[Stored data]
PR #1706, opened 2019-11-18
Fix CS bis

deguif:
See https://github.com/ruflin/Elastica/pull/1695#discussion_r347510004 for the new rule

### DIFF
--- a/.php_cs.dist
+++ b/.php_cs.dist
@@ -19,6 +19,7 @@ $config = PhpCsFixer\Config::create()
         '@PHPUnit60Migration:risky' => true,
         'php_unit_dedicate_assert' => ['target' => 'newest'],
         'native_function_invocation' => true,
+        'nullable_type_declaration_for_default_null_value' => true,
     ])
 ;
 
--- a/.php_cs.dist
+++ b/.php_cs.dist
@@ -19,6 +19,7 @@ $config = PhpCsFixer\Config::create()
         '@PHPUnit60Migration:risky' => true,
         'php_unit_dedicate_assert' => ['target' => 'newest'],
         'native_function_invocation' => true,
+        'no_alias_functions' => true,
         'nullable_type_declaration_for_default_null_value' => true,
     ])
 ;
--- a/lib/Elastica/Aggregation/Derivative.php
+++ b/lib/Elastica/Aggregation/Derivative.php
@@ -25,7 +25,7 @@ class Derivative extends AbstractAggregation
      *
      * @return $this
      */
-    public function setBucketsPath(string $bucketsPath)
+    public function setBucketsPath(string $bucketsPath): self
     {
         return $this->setParam('buckets_path', $bucketsPath);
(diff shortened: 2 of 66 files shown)


deguif:
Ok, let's close it then. I dumped the query result and this is not working.

lib/Elastica/Aggregation/Derivative.php
```diff
@@ -35,7 +35,7 @@ public function setBucketsPath(string $bucketsPath)
      *
      * @return $this
```
thePanz: The `return $this` should be removed too :)

lib/Elastica/Transport/HttpAdapter.php
```diff
@@ -32,7 +32,7 @@ class HttpAdapter extends AbstractTransport
      *
      * @param Connection $connection
      */
-    public function __construct(Connection $connection = null, HttpAdapterInterface $httpAdapter)
+    public function __construct(?Connection $connection = null, HttpAdapterInterface $httpAdapter)
```
deguif: There is a glitch here, optional argument before a non optional argument.

ruflin:
@deguif Any chance you could update the PR description to contain a bit more details on the change? I'm aware the comment is linked but if someone comes back to this and asking why this all changed, would be nice to have it in a single place summarised.

lib/Elastica/Aggregation/Derivative.php
ruflin: Lets separate PR's which are fully automated and manual changes ;-)

lib/Elastica/Transport/HttpAdapter.php
ruflin: If we don't make it optional, would things break?

.php_cs.dist
```diff
@@ -19,6 +19,8 @@ $config = PhpCsFixer\Config::create()
         '@PHPUnit60Migration:risky' => true,
         'php_unit_dedicate_assert' => ['target' => 'newest'],
         'native_function_invocation' => true,
+        'no_alias_functions' => true,
```
thePanz: What about adding `@PhpCsFixer` and `@PHP71Migration` too?

ruflin: No clue what the effect will be but I suggest we do this in a follow up PR to keep PRs small.

ruflin: MR = PR? So you are ok to merge and then follow up? :-)

thePanz:
@ruflin Ok to merge! I'd squash the changes, just to keep the git history clean. wdyt?

ruflin:
@thePanz Yes, I always squash. Commit message is now not optimal because I took just the PR one but well ... @deguif Could you still update the PR description?

deguif:
@ruflin @thePanz Yes, will do that

deguif:
@ruflin @thePanz description should now better reflect the changes introduced here.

* _Directions for this task_
Please find how many lines of the entries above include the string "squash", giving the number and nothing else.

* _Written solution_
2